As no one had translated the maestro’s lines into German, these may well have been ineffectual. Not so the leaflets dropped together with D’Annunzio’s and written by Ugo Ojetti, the respected journalist and wartime Royal Commissioner for Propaganda on the Enemy. This text was translated into German. In English, it reads:
VIENNESE!
Learn to know the Italians.
We are flying over Vienna; we could drop tons of bombs. All we are dropping on you is a greeting of three colours: the three colours of liberty…
VIENNESE!
You are famous for being intelligent. But why have you put on the Prussian uniform? By now, you see, the whole world has turned against you.

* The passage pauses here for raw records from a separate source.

Issue #2053, opened 2023-03-14
Menu Line API widget


willmcgugan:
We need a `Menu` widget which displays a list of items that may be navigated and selected.

Similar to ListView but using the Line API.

The menu should accept a list of renderables (not just str and Text), which will be presented in a vertically stacked list. It should display a cursor that may be moved up and down.

- We would need to identify the menu items with an optional id. Perhaps also by index.
- Renderables may be an arbitrary size. The `add_item` method should accept a fixed height, but a height of None should render the item with an automatic height.
- Menu items should allow an automatic checkbox control which updates a set on the parent.

PR #2154, opened 2023-03-28
Add `OptionList` widget

davep:
Adds an `OptionList` widget, which can form the basis of traditional bounce-bar menus, and also can provide a low-cost item list, etc.

Initially started to implement the requirement outlined in #2053 but turned into something more foundational.

Key features include:

- Just a single widget, so ideally allowing *many* options within the list with little cost to the application.
- Each option's prompt can be any sort of Rich renderable, with multi-line renderables supported.
- Messages for highlight and selection.
- Can be built up from a list of strings, or `Option` classes.
- Provides support for non-option content -- currently supporting a separator.

Screenshot 2023-03-29 at 09 36 20

Screenshot 2023-03-29 at 09 52 40

Screenshot 2023-03-29 at 09 52 51

Screenshot 2023-03-29 at 09 53 03


src/textual/widgets/_option_list.py
```diff
@@ -0,0 +1,904 @@
...
+        color: $text-disabled;
+        background: $accent 30%;
+    }
+
+    OptionList:focus > .option-list--option-highlighted-disabled {
+        background: $accent 40%;
+    }
+
+    OptionList > .option-list--option-hover {
+        background: $panel-lighten-2;
```
willmcgugan, line 203: Consider $boost for these states, which brightens or darkens depending on the start of dark mode.

src/textual/widgets/_option_list.py
```diff
@@ -0,0 +1,904 @@
...
+        Args:
+            index: The ID of the option to get.
+
+        Returns:
+            The option at with the ID.
+
+        Raises:
+            KeyError: If no option has the given ID.
+        """
+        return self.get_option_at_index(self._option_ids[option_id])
```
willmcgugan, line 689: I think we might want to have a dedicated exception here. Probably the same exception as the previous method.

willmcgugan (commented):
Great work. A few suggestions.

src/textual/widgets/_option_list.py
```diff
@@ -0,0 +1,903 @@
...
+        self, prompt: RenderableType, id: str | None = None, disabled: bool = False
+    ) -> None:
+        """Initialise the option.
+
+        Args:
+            prompt: The prompt for the option.
+            id: An optional ID for the option.
+            disabled: The initial enabled/disabled state. Enabled by default.
+        """
+        self.__prompt = prompt
```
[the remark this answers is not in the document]
davep: Folk will be encouraged to inherit from `Option` if they want to add extra data as cargo for options, but I want to discourage messing with the prompt under the hood in any child class as much as possible (because there is no `Option` -> `OptionList` coupling that would have the prompt update.

src/textual/widgets/_option_list.py
```diff
@@ -0,0 +1,904 @@
...
+This type represnets all of the types that will be accepted when adding new
+content to the option list. This is a superset of `OptionListContent`.
+"""
+
+
+class OptionList(ScrollView, can_focus=True):
+    """A vertical option list with bounce-bar highlighting."""
+
+    BINDINGS: ClassVar[list[BindingType]] = [
+        Binding("down", "down", "Down", show=False),
```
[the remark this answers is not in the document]
davep: Good call.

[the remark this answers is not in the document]
davep: Done.

src/textual/widgets/_option_list.py
```diff
@@ -0,0 +1,904 @@
...
+        self._spans: list[OptionLineSpan] = []
+        """A list of the locations and sizes of all options in the option list.
+
+        This will be the same size as the number of prompts; each entry in
+        the list contains the line offset of the start of the prompt, and
+        the count of the lines in the prompt.
+        """
+
+        # Initial calculation of the content tracking.
+        self._request_content_tracking_refresh()
```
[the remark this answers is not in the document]
davep: As per offline conversation about this; kept it as is but tweaked `check_idle` to not post a `Prompt` if the widget isn't running yet.

src/textual/widgets/_option_list.py
```diff
@@ -0,0 +1,904 @@
...
+        Args:
+            old: The old status.
+            new: The new status.
+
+        `show_vertical_scrollbar` is watched because it has an impact on the
+        available width in which to render the renderables that make up the
+        options in the list. If a vertical scrollbar appears or disappears
+        we need to recalculate all the lines that make up the list.
+        """
+        if old != new:
```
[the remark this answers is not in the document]
davep: D'oh! Good call; always seem to forget about that.

src/textual/widgets/_option_list.py
```diff
@@ -0,0 +1,904 @@
...
+        """
+        return self.disable_option_at_index(self._option_ids[option_id])
+
+    @property
+    def option_count(self) -> int:
+        """The count of options."""
+        return len(self._options)
+
+    @property
+    def options(self) -> Iterator[Option]:
```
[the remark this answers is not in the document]
davep: It's only provided for public consumption; it isn't used in any capacity within the code itself. My thinking being that someone may wish to walk back over the options for some reason. Shall I just remove it?

src/textual/widgets/_option_list.py
davep: Nice idea, I always seem to forget about `$boost`. Done.

src/textual/widgets/_option_list.py
```diff
@@ -0,0 +1,904 @@
...
+        content that isn't an option.
+        """
+
+        self._option_ids: dict[str, int] = {}
+        """A dictionary of option IDs and the option indexes they relate to."""
+
+        self._lines: list[Line] = []
+        """A list of all of the individual lines that make up the option list.
+
+        Note that the size of this list will at least the same as the number
```
rodrigogiraoserrao, line 328:
```suggestion
        Note that the size of this list will be at least the same as the number
```

src/textual/widgets/_option_list.py
```diff
@@ -0,0 +1,904 @@
...
+        """Refresh the layout of the renderables in the list when resized."""
+        self._request_content_tracking_refresh(rescroll_to_highlight=True)
+
+    def on_mouse_move(self, event: MouseMove) -> None:
+        """React to the mouse moving.
+
+        Args:
+            event: The mouse movement event.
+        """
+        self._mouse_hovering_over = event.style.meta.get("option")
```
rodrigogiraoserrao, line 394: I still don't get what this `style.meta` is all about.
How does it always have all the information you need..?

src/textual/widgets/_option_list.py
```diff
@@ -0,0 +1,904 @@
...
+        Returns:
+            The `OptionList` instance.
+        """
+        # Turn any incoming value into valid content for the list.
+        content = self._make_content(item)
+        self._contents.append(content)
+        # If the content is a genuine option, add it to the list of options.
+        if isinstance(content, Option):
+            self._options.append(content)
+        self._refresh_content_tracking(force=True)
```
rodrigogiraoserrao, line 521: At this point, couldn't we do _less_ work because we know we are just adding a new option to the _end_ of the list?
Or do we always have to go through all of the `_refresh_content_tracking`?
(Or is it irrelevant that we go through that whole method again..?)

src/textual/widgets/_option_list.py
```diff
@@ -0,0 +1,904 @@
...
+        Args:
+            index: The index of the item to remove.
+
+        Raises:
+            IndexError: If there is no option of the given index.
+        """
+        option = self._options[index]
+        del self._options[index]
+        del self._contents[self._contents.index(option)]
+        self._refresh_content_tracking(force=True)
```
rodrigogiraoserrao, line 537: Similar question here: couldn't we "just" go over the options that show up after this one and offset their starting positions?

src/textual/widgets/_option_list.py
```diff
@@ -0,0 +1,904 @@
...
+        # Force a re-validation of the highlight.
+        self.highlighted = self.highlighted
+        self.refresh()
+
+    def remove_option(self, option_id: str) -> Self:
+        """Remove the open with the given ID.
```
rodrigogiraoserrao, line 543:
```suggestion
        """Remove the option with the given ID.
```

src/textual/widgets/_option_list.py
```diff
@@ -0,0 +1,943 @@
...
+        # content tracking isn't necessary. Can possibly improve this a wee
+        # bit.
+        self._option_ids.clear()
+
+    def _refresh_content_tracking(self, force: bool = False) -> None:
+        """Refresh the various forms of option list content tracking.
+
+        Args:
+            force: Optionally force the refresh.
+
```
rodrigogiraoserrao, line 440: Raises: DuplicateID missing.

src/textual/widgets/_option_list.py
```diff
@@ -0,0 +1,943 @@
...
+            OptionDoesNotExist: If there is no option with the index.
+        """
+        try:
+            return self._options[index]
+        except IndexError:
+            raise OptionDoesNotExist(
+                f"There is no option with an index of {index}"
+            ) from None
+
+    def get_option(self, option_id: str) -> Option:
```
rodrigogiraoserrao, line 711: I see there are a lot of `do_something_option(_at_index)`.
Would it be messy if all those pairs were collapsed into a single method that just received an index or an ID, and then retrieved the appropriate option?
@davep @willmcgugan

src/textual/widgets/_option_list.py
```diff
@@ -0,0 +1,943 @@
...
+        """Ensure that the highlighted option is in view."""
+        highlighted = self.highlighted
+        if highlighted is None:
+            return
+        try:
+            span = self._spans[highlighted]
+        except IndexError:
+            # Index error means we're being asked to scroll to a highlight
+            # before all the tracking information has been worked out.
+            # That's fine; let's just NoP that.
```
rodrigogiraoserrao, line 833: What's "NoP"?

src/textual/widgets/_option_list.py
```diff
@@ -0,0 +1,943 @@
...
+            return
+        self.scroll_to_region(
+            Region(
+                0, span.first, self.scrollable_content_region.width, span.line_count
+            ),
+            force=True,
+            animate=self.show_vertical_scrollbar,  # https://github.com/Textualize/textual/issues/2077
+        )
```
rodrigogiraoserrao, line 841: Thanks for this! This gave me an idea for another issue I'm tackling! 😆

src/textual/widgets/_option_list.py
```diff
@@ -0,0 +1,943 @@
...
+
+    def validate_highlighted(self, highlighted: int | None) -> int | None:
+        """Validate the `highlighted` property value on access."""
+        if not self._options:
+            return None
+        if highlighted is None or highlighted < 0:
+            return 0
```
rodrigogiraoserrao, line 848: I actually expected this to be
```py
if not self._options or highlighted is None:
    return None
if highlighted < 0:
    return None
```

It is a bit weird that `highlighted` _can_ be `None` but _I_ can't set it to `None` to remove highlighting.

src/textual/widgets/_option_list.py
```diff
@@ -0,0 +1,943 @@
...
+            if not self._options[highlighted].disabled:
+                self.post_message(self.OptionHighlighted(self, highlighted))
+
+    def action_cursor_up(self) -> None:
+        """Move the highlight up by one option."""
+        if self.highlighted is not None:
+            if self.highlighted > 0:
+                self.highlighted -= 1
+            else:
+                self.highlighted = len(self._options) - 1
```
rodrigogiraoserrao, line 864: A suggestion:
```suggestion
            self.highlighted = (self.highlighted - 1) % len(self._options)
```

src/textual/widgets/_option_list.py
```diff
@@ -0,0 +1,943 @@
...
+        elif self._options:
+            self.action_first()
+
+    def action_cursor_down(self) -> None:
+        """Move the highlight down by one option."""
+        if self.highlighted is not None:
+            if self.highlighted < len(self._options) - 1:
+                self.highlighted += 1
+            else:
+                self.highlighted = 0
```
rodrigogiraoserrao, line 874: For your consideration:
```suggestion
            self.highlighted = (self.highlighted + 1) % len(self._options)
```

src/textual/widgets/_option_list.py
```diff
@@ -0,0 +1,943 @@
...
+        elif self._options:
+            self.action_first()
+
+    def action_first(self) -> None:
+        """Move the highlight to the first option."""
+        if self._options:
+            self.highlighted = 0
```
rodrigogiraoserrao, line 881: Explicitly set to `None` otherwise?
I'm not sure if my suggestion makes sense here because I am not entirely aware of all the bookkeeping that is done with the property `highlighted`.
I'd say "better safe than sorry", but if you say everything is in order, then I can live without the addition of the `else`.

src/textual/widgets/_option_list.py
```diff
@@ -0,0 +1,943 @@
...
+
+    def action_last(self) -> None:
+        """Move the highlight to the last option."""
+        if self._options:
+            self.highlighted = len(self._options) - 1
```
rodrigogiraoserrao, line 886: See my comment in `action_first`.

src/textual/widgets/_option_list.py
```diff
@@ -0,0 +1,943 @@
...
+        fallback = self.action_first if direction == -1 else self.action_last
+
+        highlighted = self.highlighted
+        if highlighted is None:
+            # There is no highlight yet so let's go to the default position.
+            fallback()
+        else:
+            # We want to page roughly by lines, but we're dealing with
+            # options that can be a varying number of lines in height. So
+            # let's start with the a target line alone.
```
rodrigogiraoserrao, line 907: "with the a"?

rodrigogiraoserrao (changes requested):

src/textual/widgets/_option_list.py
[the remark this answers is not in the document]
willmcgugan: I have a feeling that we should remove it if there isn't an immediate need.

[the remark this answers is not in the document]
davep: Cool. Removed.

src/textual/widgets/_option_list.py
davep: Done.

src/textual/widgets/_option_list.py
```diff
@@ -0,0 +1,904 @@
...
+        Args:
+            index: The index of the option to get.
+
+        Returns:
+            The option at that index.
+
+        Raises:
+            IndexError: If there is no option with the index.
+        """
+        return self._options[index]
```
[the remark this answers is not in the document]
davep: Done. Also modified a bunch of other similar methods to use the same.

src/textual/widgets/_option_list.py
```diff
@@ -0,0 +1,904 @@
...
+
+
+class Separator:
+    """Class that denotes that a particular option is really a separator."""
+
+
+class Line(NamedTuple):
+    """Class that holds a list of segments for the line of a option."""
+
+    segments: list[Segment]
```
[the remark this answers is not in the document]
davep: Excellent call! Done.

src/textual/widgets/_option_list.py
```diff
@@ -0,0 +1,904 @@
...
+        # Now that we know which line we're on, pull out the option index so
+        # we have a "local" copy to refer to rather than needing to do a
+        # property access multiple times.
+        option_index = line.option_index
+
+        # Knowing which line we're going to be drawing, we can now go pull
+        # the relevant segments for the line of that particular prompt.
+        # While we're here, let's also attach which option index the line is
+        # with.
+        strip = Strip(line.segments).apply_style(Style(meta={"option": option_index}))
```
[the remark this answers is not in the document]
davep: Yup, makes sense now. Moved the application of the meta to when the `Line` is created.

src/textual/widgets/_option_list.py
davep: I feel this leaves the code just a little less readable to the casual reader without improving anything.

src/textual/widgets/_option_list.py
davep: I feel this leaves the code just a little less readable to the casual reader without improving anything.

src/textual/widgets/_option_list.py
davep: Aye, typo.

src/textual/widgets/_option_list.py
davep: `validate_highlighted` ensures `highlighted` is `None` if there are no options, so this code only deals with the action itself.

src/textual/widgets/_option_list.py
```diff
@@ -0,0 +1,904 @@
...
+        self.disabled = disabled
+
+    @property
+    def prompt(self) -> RenderableType:
+        """The prompt for the option."""
+        return self.__prompt
+
+    @property
+    def id(self) -> str | None:
+        """An optional ID for the option."""
```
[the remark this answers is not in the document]
davep: "The" is better here but I don't think optional needs to be parenthetical. ;-)

docs/widgets/option_list.md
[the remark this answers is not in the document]
davep: It is. Bindings too!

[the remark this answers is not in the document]
davep: And component classes. 🤷‍♀️

docs/widgets/option_list.md
```diff
@@ -0,0 +1,84 @@
+# OptionList
+
+!!! tip "Added in version 0.17.0"
+
+A widget for showing a vertical list of Rich renderable options.
+
+- [x] Focusable
+- [ ] Container
+
+## Examples
```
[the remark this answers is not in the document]
davep: Good call, done.

src/textual/widgets/_option_list.py
davep: We can look at this as a tweak later on if becomes necessary. Mostly it feels like the overhead of tracking this (in terms of following the code) seems to outweigh the benefit it'll give. There's a few places in the code where we can squeeze a bit more performance out. Adding/removing solitary items feels like one of the lesser wins.

src/textual/widgets/_option_list.py
davep: Same answer here.

src/textual/widgets/_option_list.py
davep: And more importantly on `add_option` too, where the user will actually see it.

src/textual/widgets/_option_list.py
```diff
@@ -0,0 +1,943 @@
...
+
+        Args:
+            index: The index of the option to set the disabled state of.
+            disabled: The disabled state to set.
+
+        Returns:
+            The `OptionList` instance.
+        """
+        self._options[index].disabled = disabled
+        # TODO: Refresh only if the affected option is visible.
```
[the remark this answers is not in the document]
davep: More a note to future-self if we want to squeeze a wee bit more speed out at some point.

src/textual/widgets/_option_list.py
davep: Amusingly this reminded me that I needed to just turn it off (at Will's request! WILL WANTED NO ANIMATION!)

src/textual/widgets/_option_list.py
davep: I don't think the meta stuff is very well documented yet (or at all). Might be worth having a chat with Will.

willmcgugan:
Is this good to go?

src/textual/widgets/_option_list.py
```diff
@@ -0,0 +1,904 @@
...
+        return self.__id
+
+    def __rich_repr__(self) -> Result:
+        yield "prompt", self.prompt
+        yield "id", self.id, None
+        yield "disabled", self.disabled, False
+
+
+class Separator:
+    """Class that denotes that a particular option is really a separator."""
```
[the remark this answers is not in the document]
rodrigogiraoserrao: Thanks! I'm quite a dumb reader myself 😆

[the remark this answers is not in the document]
davep: That's okay, I'm a terrible writer. 🤪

You want to continue the war? Continue it; it’s your suicide. What do you hope for? The decisive victory promised to you by the Prussian generals? Their decisive victory is like the bread of Ukraine: You die waiting for it.
D’Annunzio was to become an inspiration for Benito Mussolini and his Italian Fascist movement, for whom high-speed powered flight and the urgent pulse of new technology were as important to Italy’s twentieth-century renaissance as the revival of Roman architecture and city-making. Back in 1909–10, however, daring young pilots would not have known how the often awkward and dangerous aircraft they flew would shape political movements and war over the next 10 momentous years.
When Glenn Curtiss took part in the first US air meet, held at Dominguez Field, Los Angeles, in January 1910 – where he raised the world airspeed record to 55 mph – one of its main sponsors, Henry Huntington, the railroad and streetcar magnate, looked on unaware that within a few short decades the trains of the long-distance US railroads his family had built would be trounced by airliners capable of crossing the continent in a matter of hours rather than days.
Although hazardous and often frustrating for competitors, early air meets could be high-spirited events. On 4 November 1909, John Moore-Brabazon, the first English pilot to fly a powered aircraft in England, took a piglet dubbed Icarus the Second into the air with him to prove that pigs could fly. The following summer, Moore-Brabazon’s wife persuaded him to give up flying after his close friend Charles Rolls, of Rolls-Royce fame, was killed when the tailplane of his Wright machine broke off during an aerial display at Hengistbury Airfield, near Bournemouth.
Moore-Brabazon was to fly again, however, as a decorated pilot during the First World War. Appointed Minister of Aircraft Production by Winston Churchill in 1941, he resigned the following year after publicly expressing his hope that Germany and Russia would destroy one another. He went on to chair the Brabazon Committee focused on the development of the postwar British aircraft industry, and was closely involved in the development of the giant Bristol Brabazon airliner. In later life, he was president of the Royal Aero Club.
In the days of Edwardian flight, Moore-Brabazon had been one of those dashing and seemingly carefree young men whose exploits were to be recreated in Those Magnificent Men in their Flying Machines; Or, How I Flew from London to Paris in 25 Hours 11 Minutes, a 1965 film set in 1910. Directed by Ken Annakin, who had worked with the RAF Film Unit during the Second World War, it tells the story of a £10,000 prize offered by the fictional Daily Post, and starred a cornucopia of reliable British actors and comics, among them Sarah Miles, Terry-Thomas, James Fox, Robert Morley, Eric Sykes, Benny Hill, Tony Hancock, Flora Robson, Fred Emney, John Le Mesurier, Willie Rushton and Cicely Courtneidge. In 1910, Courtneidge had played lead role in The Arcadians, a hugely popular musical comedy, at London’s Shaftesbury Theatre. Doubtless some of the real-life young flyers would have gone to see her in that entertaining piece.